Independent Oil and Gas (LON:IOG) has unveiled a new partnership as it prepares to add new producing assets in the UK Continental Shelf.
It is teaming up with Ping Petroleum, a South East Asia based private independent explorer & producer (E&P).
Several properties that could potentially be acquired have already been evaluated by the new partners, IOG revealed.
Indeed, one bid has already been made by the partners. This project has the backing of a large institution that will provide debt funding. As a result additional financing may not be required if the acquisition goes ahead.
"We are delighted to have agreed the MOU with Ping and look forward to working with Ping's team with the aim of delivering the acquisition of one or more producing assets, revenues from which will reduce our capital needs, maximise tax efficiency and minimise shareholder dilution,” said IOG chief executive Mark Routh.
"We will keep shareholders abreast of developments with this strategy as they occur and also look forward to providing a further update with the publication of our interim statement scheduled for 30th September 2014."

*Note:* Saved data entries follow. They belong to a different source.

PR #3417, opened 2021-09-27
fix(config): update ZCOMBO-G units/metadata

Gunsmithy:
I noticed that the SuperVision report timeout was erroneously using seconds instead of milliseconds, so changed to ms as per the style guide, and changed s for the SuperVision wait time to seconds as well, also per the style guide.

Added a wakeup field to metadata as well just to clarify that a short press of the test button is not sufficient to wake the device.


AlCalzone (approved):
Thanks!

PR #3422, opened 2021-09-28
fix(config): change NAS-PD07Z parameters to match actual device configuration

luzik:
Based on few tests, and real default values I have read from brand new 4 devices. There is no param no (4 or 5) and 13, all params except 99 have numbers -1 and > 13 -2.
Documentation have an error, is outdated or there is newer firmware but I do not have access to it.

### DIFF
--- a/packages/config/config/devices/0x0258/nas-pd07z.json
+++ b/packages/config/config/devices/0x0258/nas-pd07z.json
@@ -39,24 +39,6 @@
 			"$import": "templates/shenzhen_neo_template.json#motion_prevent_retrigger"
 		},
 		"5": {
-			"label": "Binary Sensor Report",
-			"valueSize": 1,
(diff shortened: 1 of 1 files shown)


AlCalzone:
I wonder if something changed with a firmware update, but I don't have high hopes that we'll ever find documentation on that.

AlCalzone:
@zwave-js-bot rename commit

AlCalzone (approved):

AlCalzone:
Just for completeness sake: which firmware versions do your devices have?

luzik:
It is 2.6. I will ask someone for test it with other device

AlCalzone:
We can merge this for now, I just wanted to have the version somewhere in case another user shows up with different config params. Then we could divide the file by firmware version.

PR #3475, opened 2021-10-06
Correctly label Parameters 1-4 with Manual/Z-wave

bpottle1:
Changed the labels on parameters 1-4 to have the correct label of manual or z-wave in parentheses. These new labels match the data found in the user manual parameters table at Inovelli's website.
https://support.inovelli.com/portal/api/kbArticles/407409000001873397/attachments/1abnfa5822ce11f1e4dfe9a7306effa38a8cf/content?portalId=1ce1db55e4825f16146555b24f0f1753cbf5f7d83ca0a3d8b31013b2a2d69e1f&inline=true

Parameters 1 and 2 had Manual and Z-wave descriptions in reverse and Parameters 3 and 4 had the same issue.


AlCalzone:
In this PR the labels were swapped because they didn't match the device behavior:
https://github.com/zwave-js/node-zwave-js/pull/2399

Did you confirm with your devices that your changes are correct or did you simply align them to the manual?

AlCalzone:
#3100 was just merged, so I've gone ahead and updated your file to match the new config format. As you'll see, paramInformation is now an array of objects.

Also, marking this as draft until the question is resolved.

bpottle1:
Oh good point. I just tested with my switch and it looks like you're right. The manual is wrong for some reason. I'll go ahead and close this PR.

PR #3476, opened 2021-10-07
fix(config): add fingerprint to BeNext Energy switch

q1x:
I have a slightly different BeNext Energy Switch that uses a different productID and is not currently recognised as such.
I've added it to the list of devices.

Let me know if any other info is needed to add it to the device database.


AlCalzone (dismissed):

AlCalzone:
@zwave-js-bot rename commit

AlCalzone (approved):

PR #3522, opened 2021-10-13
feat(config): add support for Heltun panels

popescunsergiu:
Add support for HE-TPS01, HE-TPS02, HE-TPS03, HE-TPS04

IOG expects any acquisition of production to benefit from tax efficiencies with its existing exploration and development activities – particularly the planned drilling on the Cronx and Skipper projects next year.
The company told investors that those programmes would generate significant capital allowances that could be offset against production revenue.
Money generated from production would also boost drilling plans by reducing the company’s need for additional funding.
The respective management teams of IOG and PING are known to each other from prior working relationships.
Routh adds: “I personally worked closely with Roy Phillips, the chairman of Ping whilst at CH4 Energy when Roy was the managing director of Newfield UK and we are very impressed with the team he has at Ping."